Tüm kamu emekçilerini doğrudan, ülkedeki diğer çalışanları ve emeklileri
ise dolaylı olarak ilgilendiren 2022-2023 yıllarına ilişkin toplu sözleşme
görüşmelerine ilişkin Eğitim-İş Sendikası Denizli Şube Başkanı Namık Kemal
Aydoğan’ın yaptığı açıklama aynen şu şekilde;
Açlık ve yoksulluk altında ezilen 3 milyon kamu emekçisi ve 2 milyon kamu
emeklisi “Sözde Toplu Sözleşme” görüşmelerini artan sorunlarla karşılamaktadır.
Türkiye’de son 19 yıla damgasını vuran ekonomik politikalar başta kamu
emekçileri olmak üzere emekçilerin aleyhine olmuştur. AKP iktidarı döneminde,
kamu çalışanları ve emekliler, enflasyon artışının da altında zamlara mahkum
edilmekte, verimlilik ve milli gelir artışından pay alamamaktadır. Bu durum,
ülkemizdeki gelir dağılımının daha da adaletsizleşmesine yol açmaktadır.
Pandemiyle birlikte yaşam şartlarının daha da ağırlaştığı, işsizlik ve
pahalılık koşullarının mutfakları kavurduğu ülkemizde, doğal gaza, elektriğe,
benzine, gıda maddelerine, ulaşıma vs. fahiş oranlarda zam yapılırken, Türk
Lirası Dolar ve Euro karşısında erirken, yurttaşların alım gücü günden güne
azalırken AKP hükümeti görüşmelerde yine kendinden olmayan sendikaları ve kamu
emekçilerini yok sayacaktır.
Kamu çalışanlarının toplu sözleşme sürecinde geçmiş yıllarda olduğu gibi
tiyatro oynanmasını istemiyoruz. Danışıklı dövüş ile yüzde 3,5 gibi zamlarla
geçen toplu sözleşmede her alanda sorunlar adeta sumen altı edilmiştir.

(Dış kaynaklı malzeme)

PR #279, opened 2025-10-04
add a tail argument to getConsoleData

myers:
This adds a default limit to how many console messages are returned to avoid filling LLM's context.


Lightning00Blade:
The PR https://github.com/ChromeDevTools/chrome-devtools-mcp/pull/387 add pagination to the console messages, so this one is no longer needed. It will be released as part of v0.9.0

PR #295, opened 2025-10-07
fix: guard performance_stop_trace when tracing inactive

leslieo2:
PR Description

  - Fix the stop-trace guard to call context.isRunningPerformanceTrace() so we skip page.tracing.stop() when nothing is recording, avoiding the Puppeteer error that bubbled up
    to users.
  - Extend the “does nothing” test to stub tracing.stop() and assert it stays untouched, guaranteeing the guard path is covered.

  Testing

  - npm run build
  - node --require ./build/tests/setup.js --no-warnings=ExperimentalWarning --test-force-exit --test-reporter spec --test build/tests/tools/performance.test.js

### DIFF
--- a/src/tools/performance.ts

Eğitim, Öğretim ve Bilim Hizmet kolu çalışanlarının sorunları da aynı
şekilde her geçen gün artmakta ve çözümsüz bırakılmaktadır. İş kolumuzun ana
çekirdeğini oluşturan yükseköğretimde çalışan akademik, idari, teknik ve
yardımcı personelin yanı sıra Milli Eğitim Bakanlığı’na bağlı kurumlarda
çalışan öğretmen, idari, teknik ve yardımcı personellerin sorunlarını geçmiş
dönemlerde olduğu gibi yeniden ele alıyor ve taleplerimizi iletiyoruz.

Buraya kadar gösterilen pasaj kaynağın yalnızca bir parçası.